A combination of SAR&H and Ferguson Brothers originally. The Nautical Advisor of the time (R. A. Leigh ?) and SME James Cochrane worked with Ferguson Brothers to design the Ludwig Wiener. It was understood from the first that as it took too long for salvage tugs to arrive from Europe if there was a casualty on the SA coast, and that it would cost too much to keep a dedicated salvage tug here in SA waiting for an emergency, that the harbour tugs would be designed in such a way that they could do both jobs. At the same time, Union Castle announced plans for larger mailships, which turned out to the the Arundel and Windsor Castles of 1919 and so big tugs would be needed. James Cochrane joked to his friends that Fergusons took the engines of the largest British harbour tugs of the time, 1200 iHp, (most actually were 750-1000 iHp) drew two on a piece of paper, worked out how big the boilers would need to be to keep those engines running, added an extra two, worked out how much coal would keep a tug like that at sea for ten days ... and then just drew a hull around it! The Wiener had an almost sister (same hull and engines, different superstructure with twin funnels), the Hunter (off which the Royal Navy designed the Roysterer class (Ferguson's built some of them so the drawings would have been at hand). Then a bigger version of the Wiener, (the T. S. McEwen), and an even bigger one, more like the Hunter, the Sir William Hoy. And then the designed settled into the smaller ones of 154ft and 3250 iHp which were the backbone of every SA harbour came in the 1930s. So when you saw them in the 60s, they would have been 30 years old already. Finally (apart from two modern versions of the 1930s class, one to make up for a tug sunk during WWII and one to allow a 1901-built tug to be scrapped in Durban), five larger oil burners were built, same engines as the 1930s class, same hull (modernised) as the Sir William Hoy, which were the culmination of the design. Those would only have been a few years old when you saw them in the 1960s.


----------



## woodend

Then of course there was the R.B.WATERSTONE which was the 'odd ball', oil burner hull but coal fired. Most of the tug masters thought she was under powered but fill all her water tanks and she almost submerged until the belting was very near touching the water (probably then 6- 8 inches overloaded), get a good head of steam and I thought she handled almost as well as the oil burners. Her water capacity came in handy after the ANITA MONTE was towed into False Bay. We ran a continuous shuttle service from Simons' Town to her at anchor for about 10 days. 240 tonnes a trip. Getting back into Simons' Town empty of water was exciting to say the least.


----------



## Lurch

When I was a cadet with B & C in the mid 70's was acquainted with a master on the tugs - he was a keen railway modeller and I used to carry his models down from the UK. 
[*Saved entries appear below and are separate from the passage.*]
Issue #2603, opened 2021-03-08
Previous search result and current search result are highlighted if they are next to one another


aaronjensen:
### Issue description

From `tmux -vv -Ltest -f/dev/null new`:

`echo eeeeeeeeeee`
`C-b [`
`C-r eee`

<img width="226" alt="CleanShot 2021-03-08 at 08 49 43@2x" src="https://user-images.githubusercontent.com/8588/110337180-3e0ccb00-7feb-11eb-9c68-b89ef2469789.png">

Both the preceding and current search results are highlighted when the cursor is at the beginning of one result and after another.

[tmux-client-6078.log](https://github.com/tmux/tmux/files/6102124/tmux-client-6078.log)
[tmux-out-6080.log](https://github.com/tmux/tmux/files/6102125/tmux-out-6080.log)
[tmux-server-6080.log](https://github.com/tmux/tmux/files/6102126/tmux-server-6080.log)

### Required information

```
Darwin i386
tmux next-3.3
tmux-256color
```

topcat001:
This is an interesting bug! I'll take a look this evening and report back. Thanks you for reporting.

topcat001:
Actually, this seems expected given the current code. If we search for `eee` then the cursor is positioned just after the match, and it highlights `eee`. However in that case the cursor is already on the next match and hence it is also highlighted. In other words, the highlight space is `eee.`. I don't see how we can consistently change this without also changing the conventions for positioning the cursor.

aaronjensen:
@topcat001 yeah, I'm sure it has to do with https://github.com/tmux/tmux/commit/df7fbcd7a5a775586522380a70530721d1f2c151 being introduced, which is what introduced the two different (forward and reverse) conventions. 

It seems like it should only be highlighting the term based on the current search direction. That is, if the direction is forward it should highlight the term before. If the direction is backwards, it should highlight the term beginning with the cursor point.

topcat001:
Yes this now works correctly.

PR #2604, opened 2021-03-08
Search again in VI mode behaves like VI

aaronjensen:


window-copy.c
```diff
@@ -3083,10 +3101,19 @@ window_copy_search(struct window_mode_entry *wme, int direction, int regex,
...
-	if (direction)
+	/*
+	 * Behave according to mode-keys. If it is emacs, search forward leaves the
+	 * cursor after the match. If it is vi, the cursor remains at the beginning of
+	 * the match, regardless of direction.
+	 */
+	keys = options_get_number(wp->window->options, "mode-keys");
+	if (direction) {
+		if (keys == MODEKEY_VI)
+			window_copy_move_right(s, &fx, &fy, wrapflag);
```
aaronjensen, line 3112: In order to fix what https://github.com/tmux/tmux/commit/df7fbcd7a5a775586522380a70530721d1f2c151 was fixing as well, I need to move right here the length of the current search result. 

@nicm is there a way for me to get that here?

window-copy.c
```diff
@@ -3083,10 +3101,19 @@ window_copy_search(struct window_mode_entry *wme, int direction, int regex,
...
 		endline = gd->hsize + gd->sy - 1;
+	}
 	else {
-		if (again)
+		if (keys == MODEKEY_VI || again)
```
aaronjensen, line 3116: Aside: the name of `again` is confusing to me and it doesn't appear to be set when I would expect. For example, AFAICT, an initial `C-s` sets `again` to 1, but it's not searching "again".

nicm:
`again` is meant to be true if it is repeating the search, for example `search-again` or an incremental search. It looks like it might be an error that it is set in both cases in `window_copy_cmd_search_forward_incremental`, `window_copy_cmd_search_backward_incremental` doesn't set it for both.

IIRC the length of the match should be returned from `window_copy_search_jump` in `foundlen`. Is that what you need?

nicm:
You can't know the length of the current search result before you have searched because. If you want the length next time you will need to save it like the other bits and pieces (`searchstr` etc).

Don't you just want it to work like it did before? Isn't it enough just to make the changes only happen if != VI?

aaronjensen:
Before we didn't have regex searching. Now, with regex searching, it's possible for `n`, or `search-again` to jump to something contained within the current search. It looks to be, according to the commit message, the primary thing you were trying to fix with https://github.com/tmux/tmux/commit/df7fbcd7a5a775586522380a70530721d1f2c151 ("...so that regex searching doesn't overlap when searching forwards")

As far as I can tell, in order to do that, we need to either have the cursor already to the right of the search result, or we need to have it jump to the end of the search result before `search-again`.

window-copy.c
```diff
@@ -3097,26 +3118,40 @@ window_copy_search(struct window_mode_entry *wme, int direction, int regex,
...
+	 * cursor after the match. If it is vi, the cursor remains at the beginning of
+	 * the match, regardless of direction.
+	 */
+	keys = options_get_number(wp->window->options, "mode-keys");
+	if (direction) {
+		if (keys == MODEKEY_VI) {
+			if (data->foundlen <= 0)
+				window_copy_move_right(s, &fx, &fy, wrapflag);
+			else
+				for (i = 0; i < data->foundlen; i++)
```
aaronjensen, line 3132: @nicm could you provide some guidance on this please? I'd like to only move all the way right of a match if the cursor is currently positioned at the beginning of the match.

I'm having a hard time wrapping my head around the various coordinate systems and data structures that tmux uses, so I don't know where to begin when it comes to figuring this out.

window-copy.c
```diff
@@ -3097,26 +3118,40 @@ window_copy_search(struct window_mode_entry *wme, int direction, int regex,
...
-	    wrapflag, direction, regex, &foundlen);
+	    wrapflag, direction, regex);
 	if (found) {
 		window_copy_search_marks(wme, &ss, regex, visible_only);
-		if (foundlen != 0) {
+		if (keys == MODEKEY_EMACS && data->foundlen != 0) {
 			/* Adjust for wrapped lines eating one right. */
-			i = data->cx + foundlen;
+			i = data->cx + data->foundlen;
 			while (i > gd->sx - 1) {
```
aaronjensen, line 3150: Also, @nicm can you explain what's going on here, please?

nicm: I didn't write this bit, @topcat001 did, he can probably tell you.

nicm:
I think you should walk the searchmarks arrays to find the start or end of the current match and position the cursor where you want it to be for the search.

aaronjensen:
> I think you should walk the searchmarks arrays to find the start or end of the current match and position the cursor where you want it to be for the search.

As I mentioned, I don't really know what coordinates mean what, so it's really hard for me to just do this. Many of the variables have truncated names, their comments aren't clear enough for me, there's the concept of grids which I don't fully understand and there's the concept of what's onscreen vs off. 

Is there some documentation somewhere that I could read through to familiarize myself with the concepts in code?

What value points to the current position of the cursor? 

What coordinate system is that in? 

Is it the same coordinate system that `fx` and `fy` are in? Could I simply assign those new values?

How do I tell if I'm at the beginning of a searchmark? Is there no concept of the "current" search mark?

nicm:
> Is there some documentation somewhere that I could read through to familiarize myself with the concepts in code?

No just the code. You need to know how tmux represents the grid. There are two coordinate systems.

An x,y can either be offset from the grid which is the entire pane contents, look at grid.c. It goes from 0 to hsize + sy - 1 where hsize is the size of the history and sy is the size of the visible portion. fx and fy are based on grid coordinates in this function.

The other coordinates are only on the visible screen and they go from 0,0 to sx - 1,sy -1 where sx and sy are the visible width and height.

> What value points to the current position of the cursor?

The cursor is data->cx and data->cy. You can see in window_copy_search it converts the cursor position on the visible screen into a grid position by adding on the amount of history that is above it (ie, the total size of the history - the copy mode scrolled up offset in data->oy):
~~~~
        fx = data->cx;
        fy = screen_hsize(data->backing) - data->oy + data->cy;
~~~~

> Is it the same coordinate system that fx and fy are in? Could I simply assign those new values?

You can assign fx,fy new values and that is where window_copy_search_jump will search from.

> How do I tell if I'm at the beginning of a searchmark? Is there no concept of the "current" search mark?

The searchmark array is a big array with one byte for each character of the total content (history and visible). Adjacent bytes in a match have the same value with zero meaning not a match, so if you have "abctexttextdef" then array might contain "00011112222000".

You can use window_copy_search_mark_at to get an element from the array, you can use that to walk backwards or forwards from fx,fy or anywhere near it to find the start or end of the match. If you do this you don't need to worry about wrapping or line lengths, because a element in an array cannot be part of a match unless it is OK for the cursor to end up there.

nicm:
Try something like this:
~~~~
--- window-copy.c       9 Mar 2021 13:07:50 -0000       1.320
+++ window-copy.c       11 Mar 2021 17:22:10 -0000
@@ -64,6 +64,8 @@ static int    window_copy_search_rl(struct
 static int     window_copy_last_regex(struct grid *, u_int, u_int, u_int,
                    u_int, u_int *, u_int *, const char *, const regex_t *,
                    int);
+static int     window_copy_search_mark_at(struct window_copy_mode_data *,
+                   u_int, u_int, u_int *);
 static char    *window_copy_stringify(struct grid *, u_int, u_int, u_int,
                    char *, u_int *);
 static void    window_copy_cstrtocellpos(struct grid *, u_int, u_int *,
@@ -3105,6 +3107,24 @@ window_copy_search(struct window_mode_en
                endline = 0;
        }

+       u_int at, start;
+       if (data->searchmark != NULL &&
+           window_copy_search_mark_at(data, fx, fy, &start) == 0 &&
+           data->searchmark[start] != 0) {
+               if (direction) {
+                       // move right
+               } else {
+                       log_debug("XXX %u %u %u", data->searchmark[start], fx, fy);
+                       while (window_copy_search_mark_at(data, fx, fy,
+                           &at) == 0) {
+                               log_debug("XXX %u %u %u", data->searchmark[at], fx, fy);
+                               if (data->searchmark[at] != data->searchmark[start])
+                                       break;
+                               window_copy_move_left(s, &fx, &fy, wrapflag);
+                       }
+               }
+       }
+
        found = window_copy_search_jump(wme, gd, ss.grid, fx, fy, endline, cis,
            wrapflag, direction, regex, &foundlen);
        if (found) {

aaronjensen:
Thank you, I appreciate the detailed response. I'll give this a shot and report back as soon as I have a chance.

nicm:
It is one of the most complicated parts of tmux to change, copy mode and searching has been edited a lot over time and so it is quite untidy and it has to deal with a lot of complicated things like regexs and marking matches and not be too slow.

window-copy.c
topcat001: When a line is wrapped, and you do a cursor right, then the cursor will stop at one past the end before moving on to the next line (it displays a '$' in that case). That's what I mean by "eating" one right. This means that if the line wraps n times, you need to insert n additional rights in order for the cursor to be positioned just after the match in this case. Does that help?

aaronjensen:
@nicm okay, this seems to work well for me. It behaves as identically to vim and emacs both as far as I've been able to tell. It does away with `again` when reverse searching by, in all cases, scanning to the left if we are on a search mark until we're not on that one anymore, and then scanning again to left until the beginning of the current search mark if we landed on one.

In vi mode, it even respects moving to the middle of a search mark and then doing an `n` or `N`. It does what vim does, that is, it treats the current mark as current and bypasses it when searching. This improves on the current reverse search again behavior in master right now.

I'll also probably look at #2603 and at least fix it in vi mode. In emacs mode, I believe it would require persisting the last search direction.

window-copy.c
```diff
@@ -3097,19 +3116,60 @@ window_copy_search(struct window_mode_entry *wme, int direction, int regex,
 	wrapflag = options_get_number(wp->window->options, "wrap-search");
 	cis = window_copy_is_lowercase(str);
 
-	if (direction)
+	if (direction) {
+		keys = options_get_number(wp->window->options, "mode-keys");
+		/*
+		 * Behave according to mode-keys. If it is emacs, search forward leaves the
```
aaronjensen, line 3122: What is the standard tab width and line width in this codebase?

nicm:
https://man.openbsd.org/style

...

"Indentation is an 8 character tab. Second level indents are four spaces.
All code should fit in 80 columns.

Do not add whitespace at the end of a line, and only use tabs followed by
spaces to form the indentation. Do not use more spaces than a tab will
produce and do not use spaces in front of tabs."

window-copy.c
topcat001: I think https://man.openbsd.org/style is what we follow.

nicm:
Looks good on a quick read, will take a better look next week

nicm:
Thanks!

window-copy.c
aaronjensen: Thanks, formatting adjusted accordingly.

aaronjensen:
Also updated to fix search highlighting for Emacs. It's pretty strict in that if you're searching forward it will only highlight the term if the cursor is just after it. From my testing I didn't see a way to keep the highlights visible like they are in vi mode, so this seems to behave fine, but let me know if I'm missing something.

nicm:
This reads fine to me, @topcat001 does it look OK to you?

topcat001:
Hi I did a little bit of testing mostly in vi mode, and I see one problem. Let's suppose the text on screen is `aaa|aaa|aa` and the search pattern is `aaa`. The pipes are not part of the text but "virtual", added to separate generations of search marks (so for this search the search marks array will be `111|222|00`. Now you see the issue: a backwards search from the end will put the cursor on the 6th `a` whereas I think we want it on the 4th `a` - that's what vim does.

This can be fixed during the character by character backward search by checking if we are inside a marked region and if so, by moving to the start of the region like we do in the other instances. Hope this makes sense. @aaronjensen  it should be relatively simple to fix it.

topcat001:
I think I got the order wrong. The initial cursor positioning happens before marking, so the adjustment to the start of the marked region should happen after `window_copy_search_marks` has run.

topcat001:
Was just testing emacs mode. The above issue is present in this case as well. I noticed a second issue in this case:  while searching backwards by pressing `N` during a forward `C-s` search, when the cursor is on the first `a` the first triplet `aaa` is not highlighted. I think this due to the check in `window_copy_update_style` checking only the `searchtype`; it should check for the actual search direction instead (which can be reverse even if `searchtype` is `WINDOW_COPY_SEARCHDOWN`).

aaronjensen:
I saw this as well, but since I believe it reproduces on master I considered it a separate issue. I'll see if I can look at it a bit, but I think the only way to really solve it may be to compute search marks first and then jump based on them, but I haven't put a lot of thought into it.

aaronjensen:
Oh, @topcat001 how is N bound in emacs mode? It seems like the problem you're describing may be that that does not end the cursor in the same place the initial search does. I don't fully understand that repro.

topcat001:
You are right about the first issue being present in master. I'm okay with it being unaddressed in this commit. I have a few more updates coming up and I can fix it there.

`n` and `N` are bound to `search-again` and `search-reverse`, respectively in both vi and emacs modes. To reproduce it, you can use my example pattern, and then start a forward search using `Ctrl-S`. Then do `N` and you'll see the highlighting does not work correctly when the cursor is positioned at the start of the pattern.

If on the other hand you use `Ctrl-r` to start the search, and continue with `n` then the highlighting is correct. So `Ctrl-s` and then `N` behaves differently from `Ctrl+r` followed by `n`. They both search backwards and should behave identically.

aaronjensen:
> They both search backwards and should behave identically.

I agree, though should the behavior actually be that N should move the cursor and keep the match the same the way that C-r does?

topcat001:
I think it's a little confusing if it doesn't. Consider the following pattern: `xxxxbcdxxxbcdyyyy`. If I now search forward for `bcd` using `Ctrl-s`, it finds and highlights `bcd` in magenta (using default colours). If I copy the selection using `Ctrl-W` then the magenta selection is copied.

Now if I move the cursor to the last `y` and then press `N`, the cursor jumps to the `b` and `bcd` highlighted in cyan. If I press `N` again it jumps to the first match, again in cyan. So, nothing is highlighted in magenta now. If I press `Ctrl-W` now I know the match under the cursor would be copied (determined by `window_copy_match_at_cursor`) but it's not magenta. In master this scenario works they way it should: the current match is highlighted in magenta and the other one in cyan, and it appears broken currently.

I think one quick way to fix this is store the actual match direction in `data` perhaps and use that in `window_copy_update_style` instead of `searchtype`. Then the behaviour is consistent.

topcat001:
So the `reverse-` command functions could set a `data->reverse` flag (and the forward functions would unset it) and then the check both `searchtype` and `reverse` to determine if it is really searching "down" in `window_update_style` in the if. I believe then we'll get the correct behaviour.

topcat001:
Also, note that highlighting and marks generation always searches forward, so any backward search should be consistent with that regarding cursor positioning, otherwise we will see glitches like this.

aaronjensen:
@topcat001 Thanks, I see the problem now. I originally stored direction in search data, but found `searchtype`, thinking it would have what I needed. Thanks to you, I see that it doesn't change when using search-reverse because that's actually how you know what to do with search-reverse. I updated the commit to store `direction` as `searchdirection` and use it instead.

topcat001:
Thanks for the update. This works fine! I'm ok with `searchdirection`. If @nicm is ok I have no further comments.

aaronjensen:
About the other issue of reverse searching, I believe one approach would be to reverse search as we do now, then apply search marks, then scan backwards until we're at the beginning of the mark, similar to how I scan before jumping. I think that'd work... should I add that in or do you want to cover that later?

aaronjensen:
That edge case exists with forward searching as well. If your cursor is on the a at the end of the second group: `aaa|aaa|aa` and you `C-s  aaa` it selects the end `a|aa`. This is actually consistent with how Emacs works. Emacs always considers the position of the cursor when determining the next jump.... it does not appear to resolve marks from the beginning of the buffer and jump you along them. 

It's not how vim works, however. Vim does jump you along resolved marks.

Also, Vim doesn't consider the point you are at as part of the search, which I actually regressed in this patch on the initial search. I'll work on correcting that.

topcat001:
Yes, I did notice the forward case as well. Getting the emacs marking behaviour would require changes to `window_copy_search_marks` so I'm okay with keeping the vim marking behaviour at the moment, unless you feel strongly about it.

The cursor is first positioned during the initial search by `window_copy_search_jump`, then `window_copy_search_marks` does the marking. This is around line 3175 in `window_copy.c` with your patch applied. Then the line wrap ("eating right" comment) adjustment happens.

One idea is to replace the block in lines 3176-3185 (master+this PR's patch) with code that adjusts the cursor depending on `mode-keys`, `direction`, and where the cursor happens to be situated relative to a marked area. Obviously this is a little tricky and will need some testing, but I think its probably not too much trouble. Please feel free to give it a try if you want, thanks.

aaronjensen:
@topcat001 I gave it a shot. I switched to using `window_copy_move_right` and `window_copy_move_left` to compute the cursor position so I did not have to do with the wrapping markers, but that may be a bad idea. It allowed me to get rid of `foundlen` and be consistent with how I positioned the cursor after the search.

You'll also note that I call `window_copy_search` recursively in the instance that a forward search leaves us in the middle of a mark. That's an indicator that we actually need to search again, so we do.

Please give it a solid test.

aaronjensen:
Oh, and I amended the first commit to correct the regression when the first search in vim mode did not move the cursor right once: https://github.com/tmux/tmux/pull/2604/files#diff-188efdf3fcfd0c57782cab5dadca1cc3cc7c94018f342ad58f5d1f4e1b1c9634R3127-R3143

topcat001:
Thank you for the update. I'm looking at it right now and will report back soon.

topcat001:
Hi, I had a chance to test the changes. The recursive call to search can sometimes crash due to infinite recursion. One way to reproduce it is by doing an incremental search in emacs mode while using a pattern like `aaa|aaa|aa` and typing `aa...` at the prompt. If you do this you'll easily see why it recurses infinitely.

I think in the recursive call we should make two changes:
- If we are not at the start of a highlighted area, move to one past the end (much like how emacs forward search works) before starting the nested search.
- Call `window_copy_search_jump` instead of `window_copy_search` in line 3191. Since the marking is already done we do not want to do it again, and also avoid running the other marking logic.

Apart from this issue and some minor style nits it looks good. However I am unable to test it fully yet because of the above crash issue.

aaronjensen:
@topcat001 thanks for the testing and the suggestion. Corrected. Feel free to comment inline on the style nits so I can learn to be more consistent w/ the expected style and/or use GitHub to propose the changes.

topcat001:
Thanks, looks ok after some initial testing, I have added a couple of style comments inline. In addition to those, there are some long lines (>80 columns). You can find them in vim for example by searching for `\%>80v.\+`. I'll keep testing but for now this looks good.

aaronjensen:
@topcat001 did you submit the review? I do not see the style comments.

As for the long lines, the indentation is pretty deep, so breaking the lines down produces some pretty rough looking code, but I can take a crack at it.

topcat001:
Sorry, review started. I can still see a few lines with a character in column 81. One suggestion to avoid ugly code due to deep indents is to factor them out into small functions. For example, the code which moves right till it reaches the end of the marked area, and similar code to find the beginning could be written as small functions. You can see this pattern elsewhere in the code.

aaronjensen:
@topcat001 I refactored some of the cursor movement into separate functions. It probably warrants some more testing because so much moved around. I also fixed a couple of potential issues having to do with variables being set conditionally when they should not have been (like `keys`).

window-copy.c
```diff
@@ -3097,27 +3152,97 @@ window_copy_search(struct window_mode_entry *wme, int direction, int regex,
...
+				data->cy = fy - screen_hsize(data->backing) +
+				    data-> oy;
+			}
+		}
+		else {
+			/*
+			 * When searching backward, position the cursor at the
+			 * beginning of the mark.
+			 */
+			if (window_copy_search_mark_at(data, fx, fy,
```
aaronjensen, line 3230: I tried to extract this too but ran into a strange bug I couldn't track down or consistently reproduce on my first reverse search (the cursor would end up after the mark, rather than at the beginning)

window-copy.c
```diff
@@ -72,15 +74,20 @@ static int	window_copy_search_marks(struct window_mode_entry *,
 		    struct screen *, int, int);
 static void	window_copy_clear_marks(struct window_mode_entry *);
 static void	window_copy_move_left(struct screen *, u_int *, u_int *, int);
+static void	window_copy_move_right(struct screen *, u_int *, u_int *, int);
+static void	window_copy_move_before_search_mark(
```
aaronjensen, line 78: I wasn't sure if these were necessary, but it seemed like other ones that weren't strictly necessary were declared, so i followed suit.

window-copy.c
```diff
@@ -3048,31 +3068,66 @@ window_copy_search_jump(struct window_mode_entry *wme, struct grid *gd,
...
+static void
+window_copy_move_before_search_mark(struct window_copy_mode_data *data,
+    u_int *fx, u_int *fy, int wrapflag)
+{
+	struct screen  *s = data->backing;
+	u_int		at, start;
+
+	if (window_copy_search_mark_at(data, *fx, *fy, &start) == 0 &&
+	    data->searchmark[start] != 0)
+		while (window_copy_search_mark_at(data, *fx, *fy, &at) == 0 &&
```
topcat001, line 3085: Enclose the `while` in braces.

window-copy.c
```diff
@@ -3048,31 +3068,66 @@ window_copy_search_jump(struct window_mode_entry *wme, struct grid *gd,
...
+static void
+window_copy_move_after_search_mark(struct window_copy_mode_data *data,
+    u_int *fx, u_int *fy, int wrapflag)
+{
+	struct screen  *s = data->backing;
+	u_int		at, start;
+
+	if (window_copy_search_mark_at(data, *fx, *fy, &start) == 0 &&
+	    data->searchmark[start] != 0)
+		while (window_copy_search_mark_at(data, *fx, *fy, &at) == 0) {
```
topcat001, line 3102: Enclose the `while` in braces.

window-copy.c
```diff
@@ -3048,31 +3068,66 @@ window_copy_search_jump(struct window_mode_entry *wme, struct grid *gd,
...
+window_copy_move_before_search_mark(struct window_copy_mode_data *data,
+    u_int *fx, u_int *fy, int wrapflag)
+{
+	struct screen  *s = data->backing;
+	u_int		at, start;
+
+	if (window_copy_search_mark_at(data, *fx, *fy, &start) == 0 &&
+	    data->searchmark[start] != 0)
+		while (window_copy_search_mark_at(data, *fx, *fy, &at) == 0 &&
+		       at > 0) {
```
topcat001, line 3086: I think we should drop the test for `at > 0`. It is true that there is no marking "before" `a==0` but there can be a position to move to before it if the mark starts at `a==0`. If you position a marked area to start at the top left of the visible screen and search up (easiest to check this in vi mode), you'll see that the search gets "stuck" there because of this check.

window-copy.c
aaronjensen: Ah, so the rule is more than 1 line, rather than more than one statement? I got it, thanks.

window-copy.c
aaronjensen: Got it, updated.

window-copy.c
krader1961: I can't speak for the code style preferred by @topcat001 or @nicm but I always require braces around code blocks that follow `if`, `else`, `while`, `for`, etc. In my four decades of programming I have personally found two bugs due to missing braces. More importantly, I find the inconsistency makes code harder to read. So even this simple block requires braces, IMHO:

```
if (true) {
    do_something();
}
```

The only exception is when the block fits on a single line:

```
if (true) do_something();
```

topcat001: We try to follow [style(9)](https://man.openbsd.org/style): "Use a space after keywords (if, while, for, return, switch). No braces are used for control statements with zero or only a single statement unless that statement is more than a single line, in which case they are permitted". Typically OpenBSD source has braces around all multiline statements, and omits them for simple one-liners.

window-copy.c
topcat001: Interesting. I combined the "move_before_start" and "move_to_start" functions and it seems to work fine. Please feel free to test the attached diff and incorporate the change if it works for you. The changed function is `window_copy_move_before_search_mark`. I will test this further with your latest diff.
[a.diff.txt](https://github.com/tmux/tmux/files/6176775/a.diff.txt)

aaronjensen: This diff doesn't use fx/fy to change the cursor position. I also don't know the code well enough to know what happens if you move before the 0th position in the grid and then move right again with wrap off. Would it end up on the 2nd character of the mark?

And I'm personally not a fan of passing a boolean to a function to fundamentally change its behavior, I see that as two functions. I'm good leaving this as-is, if you are.

topcat001: Sounds good. I'm ok with this being as it is now.

topcat001:
Looks good. One very minor point is that if the cursor is in the middle (not the start) of a highlighted area in vi mode and I search backwards then because of line 3184 it will jump to the previous highlight and not to the start of the current highlighted area. This differs from vi. However I'm ok with the current behaviour.

window-copy.c
```diff
@@ -3097,27 +3153,97 @@ window_copy_search(struct window_mode_entry *wme, int direction, int regex,
...
+			}
+		}
 		endline = gd->hsize + gd->sy - 1;
+	}
 	else {
-		if (again)
-			window_copy_move_left(s, &fx, &fy, wrapflag);
+		/* Scan to just before current search mark. */
+		if (data->searchmark != NULL)
+			window_copy_move_before_search_mark(data, &fx, &fy,
```
topcat001, line 3184: Just noting a (minor) deviation from vim here, mentioned in my last comment.

aaronjensen: Hmm, good catch. It was my intent to emulate vim's behavior with this. eb360c1 should do that.

window-copy.c
```diff
@@ -3097,27 +3134,94 @@ window_copy_search(struct window_mode_entry *wme, int direction, int regex,
...
+				 * When there are no search marks, start the
+				 * search after the current cursor position.
+				 */
+				window_copy_move_right(s, &fx, &fy, wrapflag);
+			}
+		}
 		endline = gd->hsize + gd->sy - 1;
+	}
 	else {
-		if (again)
```
aaronjensen, line 3103: It's unclear to me what this flag was for in this case. In what situations do we not want to backtrack before searching again?

window-copy.c
topcat001: Perfect! Less code is more!

window-copy.c
topcat001: This made sense in the context of the old behaviour. In `master`, vi mode, if you have the pattern `xxx|b|bbxxxbbbbyyy` and the cursor is on the "piped" `|b|` and you search `?bbb` then the cursor won't move and you will get the `|b|` as the first match, since `again==0`. The `n`ext search will have `again==1` and will jump backward (and wrap). Since this is not what vim does (and now we do what vim does) we don't need this flag anymore.

topcat001:
@nicm @aaronjensen I can't see any obvious issues, so ok from me.

window-copy.c
```diff
@@ -3048,31 +3066,50 @@ window_copy_search_jump(struct window_mode_entry *wme, struct grid *gd,
...
+window_copy_move_after_search_mark(struct window_copy_mode_data *data,
+    u_int *fx, u_int *fy, int wrapflag)
+{
+	struct screen  *s = data->backing;
+	u_int		at, start;
+
+	if (window_copy_search_mark_at(data, *fx, *fy, &start) == 0 &&
+	    data->searchmark[start] != 0) {
+		while (window_copy_search_mark_at(data, *fx, *fy, &at) == 0) {
+			if (data->searchmark[at] != data->searchmark[start])
```
topcat001, line 3084: We should also break if `wrapflag` is 0 and we are at the end of the grid. Otherwise this will cause an infinite loop. This can be reproduced by starting a program which displays a string at the bottom edge of the pane (such as another tmux) and searching for that string.

aaronjensen: Ah, how do I detect the end of the grid?

topcat001: Same as `window_copy_move_right`: `fx == gd->sx - 1; fy == gd->hsize + gd->sy - 1`.

aaronjensen: Amended dd4796d

topcat001: This is now fixed, thanks!

aaronjensen:
@topcat001 @nicm Does this look good now? Anything else needed to get this merged?

Thanks!

nicm:
I'll try to have a look this week, I expect it will be fine.

nicm:
Applied to OpenBSD now, will make to GitHub later. Thanks both!

aaronjensen:
Thank you!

Spent many happy days in Cape Town on the tugs, greatest memory was the engineers working the twin engines - no telegraphs were answered, the engines were handled entirely by the reversing gear. Not having to answer bells meant that manoeuvering could be instantaneous. At the time the first Voith Schnieder tugs were appearing on the scene and there was great rivalry between the steam tugs and the diesel guys, hence the way of running the engines. They could walk the tugs sideways and do things unimaginable to the early operators. 

The coal tugs would sometimes be rotated to Walvis Bay, this was always an advenure as they would coal up and restock at Luderitz Bay en route, often with coal on deck.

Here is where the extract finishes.